WHEREAS, the Company has adopted the Plan, which permits the
issuance
of stock options for the purchase of shares
of the common stock, par value $.01
per share, of the Company (the "Shares");
and
WHEREAS, the Company desires to afford the Optionee an opportunity
to
purchase Shares as hereinafter provided in
accordance with the provisions of the
Plan;
NOW, THEREFORE, in consideration of the mutual covenants
hereinafter
set forth and for other good and valuable
consideration, the receipt and
sufficiency of which are hereby
acknowledged, the parties hereto, intending to
be legally bound hereby, agree as
follows:
1.
Grant of Option.
(a) The
Company grants as of the date of this Agreement
the right and option (the "Option") to
purchase ______ Shares, in whole or in
part (the "Option Stock"), at an exercise
price of $____ per Share, on the terms
and conditions set forth in this Agreement
and subject to all provisions of the
Plan. The Optionee, holder or beneficiary
of the Option shall not have any of
the rights of a shareholder with respect to
the Option Stock until such person
has become a holder of such Shares by the
due exercise of the Option and payment
of the Option Payment (as defined in
Section 3 below) in accordance with this
Agreement.
(b) The Option
shall be a non-qualified stock option.
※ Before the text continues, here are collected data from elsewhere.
PR #460, opened 2022-04-21
feat(openresty) bundle Kong/lua-resty-events

chronolaw:
This adds [Kong/lua-resty-events](https://github.com/Kong/lua-resty-events) to kong-ngx-build.


hutchic (approved):
approved with a note that adding a test would be nice if possible

fffonion (approved):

In
order to provide the Company with the
opportunity to claim the benefit of any
income tax deduction which may be available
to it upon the exercise of the
Option, and in order to comply with all
applicable federal or state tax laws or
regulations, the Company may take such
action as it deems appropriate to insure
that, if necessary, all applicable federal,
state or other taxes are withheld or
collected from the Optionee.
2.
Exercise of Option. The Optionee may exercise the Option
beginning on the first anniversary of the
date of this Agreement provided that
Optionee has been a director of the Company
at all times from the Grant Date to
such first anniversary (such one-year
period being referred to as the "Vesting
Period"). Notwithstanding the above, each
outstanding Option shall vest and
become exercisable upon the occurrence of a
Change in Control or Potential
Change in Control and shall be governed by
the provisions of Section 13 of the
Plan.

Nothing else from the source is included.